## Saved entries
_____
PR #922, opened 2022-08-02
add a steering file for overlaying MC signal with pulser data

tongtongcao:
A steering file for overlay MC signal with pulser data was developed.
Additionally, readout steering file with signal-pulserData as input was slight changed.

### DIFF
--- a/steering-files/src/main/resources/org/hps/steering/readout/Overlay.lcsim
+++ b/steering-files/src/main/resources/org/hps/steering/readout/Overlay.lcsim
@@ -1,0 +1,17 @@
+<?xml version="1.0" encoding="UTF-8"?>
+<lcsim xmlns:xs="http://www.w3.org/2001/XMLSchema-instance" xs:noNamespaceSchemaLocation="http://www.lcsim.org/schemas/lcsim/1.0/lcsim.xsd">
+    <execute>
+        <driver name="OverlayDriver" />
+        <driver name="OutputDriver" />
+    </execute>
+    <drivers>
+        <driver name="OverlayDriver" type="org.hps.digi.DataOverlayDriver">
+            <!-- overlay file -->
+            <inputFile>${overlayFile}.slcio</inputFile>
+        </driver>
+        <driver name="OutputDriver" type="org.lcsim.util.loop.LCIODriver">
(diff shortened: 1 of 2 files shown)


cbravo135 (approved):
We should discuss what exactly we would like to see as validation for this. I am interested in seeing a comparison of our beam background MC and random triggers. Does this really only use pulser events from data or does it also use the faraday cup sourced random triggers? We should be able to use both, maybe do a quick comparison of the two to be sure they both appear to have zero bias. We might also want to look at some physics selections with beam background and compare to this, and see how close things look. This all being said, I am approving this because it is just adding some new steering files and not changing the production steering files.

tongtongcao:
> We should discuss what exactly we would like to see as validation for this. I am interested in seeing a comparison of our beam background MC and random triggers. Does this really only use pulser events from data or does it also use the faraday cup sourced random triggers? We should be able to use both, maybe do a quick comparison of the two to be sure they both appear to have zero bias. We might also want to look at some physics selections with beam background and compare to this, and see how close things look. This all being said, I am approving this because it is just adding some new steering files and not changing the production steering files.



> We should discuss what exactly we would like to see as validation for this. I am interested in seeing a comparison of our beam background MC and random triggers. Does this really only use pulser events from data or does it also use the faraday cup sourced random triggers? We should be able to use both, maybe do a quick comparison of the two to be sure they both appear to have zero bias. We might also want to look at some physics selections with beam background and compare to this, and see how close things look. This all being said, I am approving this because it is just adding some new steering files and not changing the production steering files.

Quickly answer the questions:
We did preliminary study to compare signal + pulser data to signal + MC beam, which were reported in several meetings. With loose kinematic cuts, they are basically consistent. One thing we are not clear is that MC beam has much higher FEE peak than pulser data.
For software itself, it does not care what random data as input. It is our choice to use what random data.
For the test study, random data with DAQ hps_v11_5_random_15kHz.cnf is applied.

JeremyMcCormick:
Noted Tongtong's answers to Cam's questions. This looks like steering files only and safe to merge.

JeremyMcCormick (approved):
Steering file only - looks safe.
_____
## INSTRUCTIONS FOR THE TASK
Determine how many lines of the entries above carry the string "lcsim", and give that number alone.

## REPLY TO THE EXERCISE
4